Elogio de la hospitalidad y la tolerancia
Allá por el 2000, Nicolás Avruj era un pibe sin mayores problemas. De tradicional familia judía, con una abuela que había luchado por el viejo sueño de un sionismo en paz y en kibutz, un día Nicolás cargó su mochila y su cámara y fue a visitar al primo que vive en Jerusalén. Primera sorpresa: el primo estaba de viaje. Tras dar unas vueltas, el muchacho se instaló en un hostel barato cualquiera. Segunda sorpresa: al otro día descubrió que estaba en la parte musulmana de la ciudad.

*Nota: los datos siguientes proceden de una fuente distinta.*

PR #30, opened 2024-08-16
Scaffolding for Fibad library instance object

mtauraso:
* All current verbs use a unified interface verb.run(config) with no args passed
* New Fibad object holds the fully merged config, hands it out to verbs
* CLI uses Fibad object to invoke verbs.
* fibad_default_config.toml is now part of the fibad package and is loaded as a default config always


src/fibad_cli/main.py
```diff
@@ -56,14 +32,8 @@ def main():
         parser.print_help()
         sys.exit(1)
 
-    fibad_action = f"fibad-{args.verb}"
-
-    # Ensure the action is available
-    if args.verb not in fibad_verbs:
```
mtauraso, line 62: I removed this because in practice you cannot hit this case. If you provide a verb other than what ArgumentParser is expecting, argumentparser will give you an entirely different error and exit.

drewoldag (approved):
Looks great. Merge it!!!! 🚢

Lo siguiente fueron tres meses de vagabundeo por distintos lugares y hogares de Israel y Palestina (presentándose como argentino), con trabajos ocasionales, encuentros de variada clase y alojamientos impensados. Ante la cámara quedó un rompecabezas de situaciones llamativas: así, un inmigrante ortodoxo de tonada bien porteña difunde feliz un rock ortodoxo, un árabe recrimina al policía que lo golpeó delante de su hijo, testigos comentan una explosión, un conejo canta (esto hay que verlo), un viejo muestra el techo roto de su casa por las piedras que desde lo alto le tiran los colonos, un israelí muestra la propaganda antisionista que la TV árabe inculca a los niños, judíos antibelicistas se manifiestan, soldados en formación despiden a un reservista muerto en un atentado, un palestino recuerda sin rabia las torturas sufridas en una detención, otro declara su amor a la guerra porque nunca conoció nada distinto, y así. Hay gente hospitalaria en todas partes, personas de mente abierta y de la otra en todas partes, por Jerusalén, Ramallah, Beit Hanun en Gaza, Hebron, la mítica Masada cuyos habitantes prefirieron morir antes que rendirse a los romanos, un campo de refugiados, un asentamiento en Cisjordania, etcétera.
Tercera sorpresa: una joven judía visita cotidianamente el hogar de sus vecinos palestinos, donde es bienvenida. Una relación ideal, pero casi una excepción. La cámara también registra las impresionantes explosiones de un ataque israelí. El sonido en plena noche es impactante. Esa fue una de las últimas noches que pasó Nicolás por aquellos lares, cuando, como diría García Márquez, "era feliz e indocumentado". Quince años después nos muestra los documentos de aquel viaje. No pretende orientar al espectador hacia ningún campo. Simplemente dedica su película "a los que me dieron de tomar agua en el desierto, a los que me alojaron en sus casas". La hospitalidad, la tolerancia, son mensaje suficiente.